When ambient is low is when you really need to be careful about your rate of charge, hence the OEMs pre-heating then.

These issues are not reflected, or only crudely so, in cell data sheets.


----------



## ishiwgao (May 5, 2011)

remy_martian said:


> No
> 
> Charging heats the battery, with heat energy increasing with the square of charge current, roughly.
> 
> Thanks for ignoring all of my posts so far.



off-topic: This is my favourite post of this thread so far!


----------



## alexbeatle (Jul 28, 2020)

Ladogaboy said:


> Batteries (lithium in particular) like the same temperatures humans do, so your emphasis shouldn't be on AC versus DC charging. Rather, your emphasis should be on ensuring that your battery stays in that nice temperature zone given your use case.
> 
> The reason GM (and others) use the air conditioning loop to cool the battery is because OEM EVs are expected to operate in environments where ambient temperatures exceed that nice temperature zone. DC fast charging can exacerbate that, sure, but even just driving, I've seen my Chevy Bolt EV's battery temperature exceed 100 F. When it's 100 F to 115 F outside, simply running coolant through a radiator wouldn't be enough to cool the battery satisfactorily. The heat needs to be removed through a chiller plate looped to the AC coolant system (again, so the battery can stay the same, nice 65 F to 85 F temperatures you likely enjoy).
> 
> ...


Which batteries are you planning on using?
Reading that Nissan Leaf is using air-cooled batteries, even in their newer Leafs, which has a CHAdeMO fast charge. Their claim is if you distribute the energy amongst many batteries (large surface area), air cooling is sufficient.


----------



## Ladogaboy (Apr 25, 2010)

alexbeatle said:


> Which batteries are you planning on using?
> Reading that Nissan Leaf is using air-cooled batteries, even in their newer Leafs, which has a CHAdeMO fast charge. Their claim is if you distribute the energy amongst many batteries (large surface area), air cooling is sufficient.

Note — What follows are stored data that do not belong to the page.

PR #4923, opened 2020-08-24
Don't acquire lock if not needed

hkaiser:
Second attempt at creating this PR


msimberg (approved):

biddisco:
This is good. Latch performance, now restores the behaviour of the hierarachical scheduling. Things look much better across the board.
 
image

biddisco:
NB. This should be merged in before the release if no tests break as it is a serious regression fix.

PR #4924, opened 2020-08-24
MPI init fixes

msimberg:
Attempts to fix MPI tests running on Rostam, but I would appreciate some input from @biddisco, @hkaiser on how we could do this better.

1. When using the parcelport option in `hpxrun` I added the priority configuration option to force the use of the chosen parcelport. The way the configuration is set up on master is that all available parcelports are enabled in the configuration, meaning that doing `--hpx:ini=hpx.parcelport.tcp.enable=1` has really no effect. If in an MPI environment (like slurm with MPI support) the TCP parcelport would not be used.
2. I moved the MPI initialization so that it happens later in the startup process. On master the MPI environment is checked and initialized before the command line options are parsed, meaning that options like `--hpx:ini=hpx.parcelport.mpi.enable=0` are not even considered when initializing MPI. Moving it even later leads to problems that I do not quite understand (it seems like all localities might think that they're locality 0, and try to do the full bootstrap procedure, not quite sure...).
3. OpenMPI may be broken on rostam. `MPI_Finalize` segfaults in an `hwloc` call... I'm changing the configurations to use only mpich for now.

I'm opening this as a draft to check if this even works on rostam. It seemed to work from my limited testing, but I'm 100% sure I've broken some other configuration like this.

Ideally I'd like to have the MPI parcelport only do the MPI initialization, instead of it happening early as it does now (with the exception for when networking is off and MPI really is a special case), but I'm not sure what that would require.


msimberg:
I think I'd prefer to leave this out of 1.5.0 since I'm not confident that this is correct, especially as the initialization is mostly unchanged from 1.4 and should keep working as before. We do need something like the priority changes, but I'm still unsure what's caused by the MPI setup on Rostam and what's HPX's fault. If I manage to find something before the release let's of course get it in, but I suspect that this is better left for a patch release afterwards.

hkaiser:
> I think I'd prefer to leave this out of 1.5.0 since I'm not confident that this is correct, especially as the initialization is mostly unchanged from 1.4 and should keep working as before. We do need something like the priority changes, but I'm still unsure what's caused by the MPI setup on Rostam and what's HPX's fault. If I manage to find something before the release let's of course get it in, but I suspect that this is better left for a patch release afterwards.

I think we should get Alireza (@akheir) involved here. He has done some MPI/SLURM integration work on rostam that might have the unneeded side effects we're seeing...

msimberg:
> > I think I'd prefer to leave this out of 1.5.0 since I'm not confident that this is correct, especially as the initialization is mostly unchanged from 1.4 and should keep working as before. We do need something like the priority changes, but I'm still unsure what's caused by the MPI setup on Rostam and what's HPX's fault. If I manage to find something before the release let's of course get it in, but I suspect that this is better left for a patch release afterwards.
> 
> I think we should get Alireza (@akheir) involved here. He has done some MPI/SLURM integration work on rostam that might have the unneeded side effects we're seeing...

Yes, he knows that we're having some difficulties with MPI, but I wanted to undestand things a bit better first before involving him further. I'll keep him in the loop when there's something to deal with.

msimberg:
I've rearranged things a bit again.

- OpenMPI seems to be fine now, I was mixing different hwloc versions.  (MPICH not, but this is due to the version of MPICH coming with CentOS.)
- I've kept the changes to parcelport priorities and hpxrun.
- From local testing the only failing test seems to be `thread_mapper`. Let's see if anything else fails on jenkins.
- I fixed the CUDA flags, so those should now finally be correct.

@hkaiser the `thread_mapper` test reports 4 parcelport threads, when it expects only 2. This is because both the MPI and TCP parcelport service pools get started (I don't think they're both actually used, only the one with higher priority). Is this actually intended or desired behaviour? This seems to be a result of the config entries `hpx.parcel.x.enable` all being 1 if the parcelport is there, and the service pool being started in that case. This is a new test, and jenkins on daint doesn't test the MPI parcelport, so that's why it never came up earlier.

hkaiser:
> @hkaiser the `thread_mapper` test reports 4 parcelport threads, when it expects only 2. This is because both the MPI and TCP parcelport service pools get started (I don't think they're both actually used, only the one with higher priority). Is this actually intended or desired behaviour? This seems to be a result of the config entries `hpx.parcel.x.enable` all being 1 if the parcelport is there, and the service pool being started in that case. This is a new test, and jenkins on daint doesn't test the MPI parcelport, so that's why it never came up earlier.

Ok, this needs fixing. I'll see what I can do.

msimberg:
> > @hkaiser the `thread_mapper` test reports 4 parcelport threads, when it expects only 2. This is because both the MPI and TCP parcelport service pools get started (I don't think they're both actually used, only the one with higher priority). Is this actually intended or desired behaviour? This seems to be a result of the config entries `hpx.parcel.x.enable` all being 1 if the parcelport is there, and the service pool being started in that case. This is a new test, and jenkins on daint doesn't test the MPI parcelport, so that's why it never came up earlier.
> 
> Ok, this needs fixing. I'll see what I can do.

Ok, thank you. Please let me know if I can help with that. Also feel free to push to this branch.

Unrelated, but I forgot to mention one more change: I've forced the `launch_process` test to run only with the TCP parcelport. Dynamically connecting MPI ranks is not possible, or am I mistaken?

msimberg:
retest lsu

msimberg:
retest lsu

msimberg:
@hkaiser I have a simple fix in place for the multiple parcelport service pools being started. I simply start the bootstrap parcelport and the highest priority parcelport (just one if they're the same). If this looks reasonable to you I can move out the logic of getting those parcelports into one place and use it for the other parcelport functionality as well. The minimal needed change is for starting and stopping the service pools, and the rest seems to gracefully do nothing or at least nothing harmful. It'd probably be good to filter out unnecessary parcelports from other operations as well. Or would there be a good reason to keep them initialized but doing nothing otherwise?

hkaiser:
> Unrelated, but I forgot to mention one more change: I've forced the launch_process test to run only with the TCP parcelport. Dynamically connecting MPI ranks is not possible, or am I mistaken?

It should work even if run using the MPI parcelport. The only caveat is that connecting processes will always use TCP, even if the main application runs using a different parcelport.

hkaiser:
@msimberg please  note, I have pushed a fix for the failing thread_mapper test here.

msimberg:
> > Unrelated, but I forgot to mention one more change: I've forced the launch_process test to run only with the TCP parcelport. Dynamically connecting MPI ranks is not possible, or am I mistaken?
> 
> It should work even if run using the MPI parcelport. The only caveat is that connecting processes will always use TCP, even if the main application runs using a different parcelport.

> @msimberg please note, I have pushed a fix for the failing thread_mapper test here.

Ah, please see the preceding commit as well. I'll leave it up to you to decide what we should do here. Your comment about the `launch_process` test makes it sound like we actually do want both the MPI and TCP parcelports to be started even if the MPI one has higher priority.

hkaiser:
> Ah, please see the preceding commit as well. I'll leave it up to you to decide what we should do here. Your comment about the `launch_process` test makes it sound like we actually do want both the MPI and TCP parcelports to be started even if the MPI one has higher priority.

To avoid doing this always, we could enable the TCP parcelport if it's the only one or only if the `--hpx:expect-connecting-localities` option (or similar) is provided (well, or if it's explicitly enabled using `hpx.parcel.tcp.enable=1`).

msimberg:
> > Ah, please see the preceding commit as well. I'll leave it up to you to decide what we should do here. Your comment about the `launch_process` test makes it sound like we actually do want both the MPI and TCP parcelports to be started even if the MPI one has higher priority.
> 
> To avoid doing this always, we could enable the TCP parcelport if it's the only one or only if the `--hpx:expect-connecting-localities` option (or similar) is provided (well, or if it's explicitly enabled using `hpx.parcel.tcp.enable=1`).

Currently all parcelports are enabled unless explicitly disabled, which is why the priorities are important. I'm fine with having them all enabled if that's expected behaviour. Especially as they don't really do anything with one locality (a few extra context switches for the pools maybe, but nothing significant). I'm really indifferent (and unsure) about what the right thing to do here is.

hkaiser:
> Currently all parcelports are enabled unless explicitly disabled, which is why the priorities are important. I'm fine with having them all enabled if that's expected behaviour. Especially as they don't really do anything with one locality (a few extra context switches for the pools maybe, but nothing significant). I'm really indifferent (and unsure) about what the right thing to do here is.

As long as you don't see any reason to change the current behavior I'd say, let's leave it unchanged. The user can always directly disable the TCP parcelport (for instance) if he/she wants to avoid instantiating it.

msimberg:
> > Currently all parcelports are enabled unless explicitly disabled, which is why the priorities are important. I'm fine with having them all enabled if that's expected behaviour. Especially as they don't really do anything with one locality (a few extra context switches for the pools maybe, but nothing significant). I'm really indifferent (and unsure) about what the right thing to do here is.
> 
> As long as you don't see any reason to change the current behavior I'd say, let's leave it unchanged. The user can always directly disable the TCP parcelport (for instance) if he/she wants to avoid instantiating it.

Yep, sounds sane. I'll have another look at the `launch_process` test to see if that still requires the changes it has now or not.

msimberg:
retest lsu

hkaiser (dismissed):
Let's merge this asap and see what breaks. Thanks @msimberg for looking into this!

I'm likely going to use either Chevy Bolt EV or Nissan LEAF modules. In either case, I will be looking to include some sort of active cooling/heating. The Ranger Electrics came stock with an air cooler for the battery, but I'm not convinced that will be effective enough. The Chevy Bolt EV comes with an aluminum chiller plate (oddly, at the bottom of the battery), so their modules are already designed to work with that. The LEAF modules, on the other hand, are designed to dissipate heat through conduction, but that should still work with a chiller plate. 

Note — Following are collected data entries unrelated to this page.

PR #4927, opened 2020-08-25
Refactor synchronization primitives

hkaiser:
- reduce compile time by moving code to implementation files
- fix small performance regression allowing to avoid acquiring lock under
  limited circumstances
- fix #include issues


hkaiser:
@msimberg I'd need a second pair of eyes looking at my changes to `latch` to make sure I'm not introducing any new problems.

@biddisco would you be able to run your benchmarks for this PR, please?

biddisco:
I ran benchmarks, but they timed out before a full run was complete. It may have been a system issue on daint, or it might indicate some regression in the timings. The plot generated from the data that was collected looks ok. I have started a new benchmark run to see if it completes this time
image

libs/synchronization/include/hpx/synchronization/latch.hpp
```diff
@@ -128,28 +142,36 @@ namespace hpx { namespace lcos { namespace local {
...
-                notified_ = true;
-                cond_.data_.notify_all(std::move(l));    // release the threads
+                bool expected = false;
+                if (notified_.compare_exchange_strong(
+                        expected, true, std::memory_order_acq_rel))
+                {
+                    // release the threads
+                    std::unique_lock<mutex_type> l(mtx_.data_);
+                    cond_.data_.notify_all(std::move(l));
+                }
```
msimberg, line 157: This looks correct to me. My only question for the above block is: would `notified_` ever be `true` before a thread has decremented the count to 0? The thread that decrements the count to 0 is always the one that notifies as well, right? That is, should we assert that the `compare_exchange_strong` always returns `true`?

hkaiser: @msimberg Hmmm. I think you're right. There is no way for the `notified_` flag to be `true` without the `counter_` reaching zero first, which can happen on the same thread of execution only. I changed the implementation accordingly, please have another look.

hkaiser: Now the new assertion fires: https://cdash.cscs.ch/testDetails.php?test=26951590&build=124891. I guess that means that we should keep the `compare_exchange`. :/

msimberg: Or that the latch being used somehow inappropriately there? I'd like to at least check what the full stack trace for that failure is before we merge this. I'll try to do this today.

msimberg: The other segmentation faults also don't look very promising :/

biddisco:
I ran benchmarks last  night, but again, they were too slow to give me full coverage. A lot of core dumps in the benchmark folder this morning. Might well indicate a problem.

libs/synchronization/include/hpx/synchronization/latch.hpp
hkaiser: Thanks! The changes here are not very important, we can drop them on the floor without losing anything.

biddisco:
did a merge with the latest changes and ran again, performance looks ok - here's a different plot for a change
image

hkaiser:
Thanks John! From what I see, I think it's not worth the risk of merging this now as the effect is marginal. @msimberg should we just close this PR, what do you think?

msimberg:
> Thanks John! From what I see, I think it's not worth the risk of merging this now as the effect is marginal. @msimberg should we just close this PR, what do you think?

Yeah, let's not rush this into the release at least. Could you remove the functional changes from this PR? I don't think we need to dismiss the whole PR because of the functional changes failing at the moment. We can leave the potential optimizations for another day.

hkaiser:
@msimberg I reverted the changes to latch and rebased the refactorings onto master.

msimberg:
Thank you @hkaiser! Thinks look good now. I rebased once more because I had a mistake in the rostam jenkins configuration. Those green ticks were duds. Most things will be fine though.

PR #4928, opened 2020-08-26
Add HPX_NODISCARD to enable_user_polling structs

msimberg:
Avoid mistakes where user polling is enabled and disabled immediately, instead of at the end of a scope.

@auriane this is a nice extra for the release, but it does not have to be in 1.5.0-rc3.


biddisco (approved):
Good catch. I will do the same to the libcds on the next round of commits

aurianer (approved):

hkaiser:
This is a nice trick we could add to more RAII types we have. Thanks!

PR #4929, opened 2020-08-26
Add final version of the JOSS paper

diehlpk:
Add the final version of the JOSS paper


msimberg:
Thanks @diehlpk! I'm just curious, is it a requirement from JOSS that the paper be in the same repo as the software?

diehlpk:
> Thanks @diehlpk! I'm just curious, is it a requirement from JOSS that the paper be in the same repo as the software?

Yes, because the paper is part of the documentation of the software. It can be in any folder, if you like to move it around.

PR #4945, opened 2020-09-04
Enable HPX_WITH_UNITY_BUILD option on one of the Jenkins configurations

msimberg:
This just enables a build on Jenkins with the option turned on.


aurianer (dismissed):
Thanks!

hkaiser (dismissed):
LGTM, thanks!

Could we also enable unity builds for the other HPX core modules, please?

msimberg:
> LGTM, thanks!
> 
> Could we also enable unity builds for the other HPX core modules, please?

Yep, let me try that out on this branch.

cmake/HPX_SetupTarget.cmake
```diff
@@ -183,6 +183,10 @@ function(hpx_setup_target target)
     target_link_libraries(${target} ${__tll_private} hpx_private_flags)
   endif()
 
+  if(IN_HPX_BUILD AND HPX_WITH_UNITY_BUILD)
+    set_target_properties(${target} PROPERTIES UNITY_BUILD ON)
+  endif()
```
hkaiser, line 188: Wouldn't this enable unity builds for tests and examples as well? Does that make sense?

msimberg: Yes, but I figured it doesn't hurt. And you're right that it doesn't make much sense, since most of them only have use a single source file.

hkaiser: Is there a better solution (might not be as simple, but less - well - obnoxious)?

aurianer: We could pass an option to `add_hpx_executable` (used in tests) and `add_hpx_example_test` to disable unity build and forward it to `hpx_setup_target` which would enable unity builds by default if the disabling option is not specified

msimberg: Yes, the alternative is not much more complicated. I'd probably keep the default as non-unity still, and explicitly pass a flag to enable it for components.

hkaiser (dismissed):
LGTM, thanks!

cmake/HPX_SetupTarget.cmake
msimberg: I've rearranged things a bit. The modules and parcelports handle the option internally since they're not for external use. Parcelports, components, plugins have the flag passed explicitly.

PR #4946, opened 2020-09-04
Allow suspension on multiple localities

### LINKED ISSUE #4937: Allow suspension of runtime for multiple localities
## Expected Behavior

It should be possible to suspend and resume the HPX runtime when using any number of localities.

## Actual Behavior

When trying to suspend the runtime with more than one active locality, an exception is thrown indicating that suspending the runtime is [only allowed for a single locality](https://github.com/STEllAR-GROUP/hpx/blob/9a23fe98cd27c96013835f70f61743d50f92169b/src/runtime_distributed.cpp#L810).

  1. Start the runtime on more than one localities.
  2. Perform a call to `hpx::suspend()`.

severinstrobl:
The restriction of the suspend/resume mechanism of the runtime to a single locality seems unnecessary.

Fixes #4937

According to a short discussion with @msimberg it should be possible to suspend/resume the runtime also on multiple localities, so as a test I removed the corresponding checks and did some test runs on our cluster which showed no problems. Nevertheless, I would appreciate the input of someone with a deeper understanding of the code.

### DIFF
--- a/libs/full/runtime_local/src/runtime_local.cpp
+++ b/libs/full/runtime_local/src/runtime_local.cpp
@@ -1592,14 +1592,6 @@ namespace hpx {
 
     int runtime::resume()
     {
-        std::uint32_t initial_num_localities = get_initial_num_localities();
-        if (initial_num_localities > 1)
-        {
-            HPX_THROW_EXCEPTION(invalid_status, "runtime::resume",
-                "Can only suspend runtime when number of localities is 1");
-            return -1;
-        }
-
         LRT_(info) << "runtime_local: about to resume runtime";
 
         if (state_.load() == state_running)
--- a/src/runtime_distributed.cpp
+++ b/src/runtime_distributed.cpp
@@ -805,31 +805,11 @@ namespace hpx {
 
     int runtime_distributed::suspend()
     {
-#if defined(HPX_HAVE_NETWORKING)
-        std::uint32_t initial_num_localities = get_initial_num_localities();
-        if (initial_num_localities > 1)
-        {
-            HPX_THROW_EXCEPTION(invalid_status, "runtime_distributed::suspend",
-                "Can only suspend runtime when number of localities is 1");
-            return -1;
-        }
-#endif
-
         return runtime::suspend();
     }
 
     int runtime_distributed::resume()
     {
-#if defined(HPX_HAVE_NETWORKING)
-        std::uint32_t initial_num_localities = get_initial_num_localities();
-        if (initial_num_localities > 1)
-        {
-            HPX_THROW_EXCEPTION(invalid_status, "runtime_distributed::resume",
-                "Can only suspend runtime when number of localities is 1");
-            return -1;
-        }
-#endif
-
         return runtime::resume();
     }
 


msimberg:
Well, nice! Thanks @severinstrobl for testing this. The main concern I had for not allowing this without testing was that the suspension mechanism makes no effort to make sure other localities have finished their work. It only waits until the local thread pool is empty before suspending. That said, the current behaviour of throwing an exception is just an artificial limitation mainly to avoid nasty surprises, but as long as you're ok with the local-only synchronization I think going with your changes here is no problem at all. Most likely the way you use HPX ensures anyway that whatever work you need done is actually done before suspending. Does that sound fine for you?

 I might add something to the documentation about this behaviour, but otherwise it shouldn't require any other changes.

severinstrobl:
Yes, the global synchronization is done explicitly via other means, so at least for my use case this works nicely.

hkaiser:
Is there a way t avoid for the user to run into issues if there is _no_ explicit synchronization between localities done? Should we introduce a barrier in HPX before suspending (we could reuse our global predefined barrier for this: `hpx::lcos::barrier::synchronize()`)?

msimberg:
> Is there a way t avoid for the user to run into issues if there is _no_ explicit synchronization between localities done? Should we introduce a barrier in HPX before suspending (we could reuse our global predefined barrier for this: `hpx::lcos::barrier::synchronize()`)?

Is that enough though? Synchronizing with barrier before suspending doesn't mean that tasks can't be scheduled after the barrier. Synchronizing after waiting for queues to be empty also doesn't mean the queues still can't get tasks from remote localities. I guess this is the reason for the elaborate termination mechanism.

hkaiser:
> Is that enough though? Synchronizing with barrier before suspending doesn't mean that tasks can't be scheduled after the barrier. Synchronizing after waiting for queues to be empty also doesn't mean the queues still can't get tasks from remote localities. I guess this is the reason for the elaborate termination mechanism.

Yes, I agree. This is not as easy as it looks. We could expose the termination detection to the user and document it as one way of ensuring that distributed suspension works as expected. That would require a bit of additional work, though.

msimberg:
> > Is that enough though? Synchronizing with barrier before suspending doesn't mean that tasks can't be scheduled after the barrier. Synchronizing after waiting for queues to be empty also doesn't mean the queues still can't get tasks from remote localities. I guess this is the reason for the elaborate termination mechanism.
> 
> Yes, I agree. This is not as easy as it looks. We could expose the termination detection to the user and document it as one way of ensuring that distributed suspension works as expected. That would require a bit of additional work, though.

Yeah, that sounds doable. Let's not have that stop @severinstrobl from using this as is though?

msimberg:
retest cscs

msimberg:
@severinstrobl I just merged #4649 which creates conflicts with most PRs. Please let me know if you'd like me to rebase this one. We've split the `libs` directory into three intermediate directories with modules under those three directories instead of directly in `libs`.

severinstrobl:
@msimberg Sorry for not replying earlier, I was on vacation. I just rebased my request on the current master.

msimberg:
retest cscs

msimberg:
> @msimberg Sorry for not replying earlier, I was on vacation. I just rebased my request on the current master.

No problem at all and thanks for updating the PR. I'm merging this now since you seem to know what you're getting :) I'll try to add a note to the documentation about this behaviour (the lack of any additional synchronization when suspending). Please keep us updated about how this works in your use case.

As far as I know, no LEAF has ever had active air cooling (only the e-NV200 did). People thought Nissan might have added it for their LEAF e-Plus, but it turns out they didn't. Nissan's belief was that people don't drive their cars hard enough or for long enough for it to be required and that conductive cooling through the aluminum chassis was sufficient. That turned out to be absolutely false, which is why their upcoming Ariya will come with a liquid-cooled battery.


----------



## brian_ (Feb 7, 2017)

alexbeatle said:


> Reading that Nissan Leaf is using air-cooled batteries, even in their newer Leafs, which has a CHAdeMO fast charge. Their claim is if you distribute the energy amongst many batteries (large surface area), air cooling is sufficient.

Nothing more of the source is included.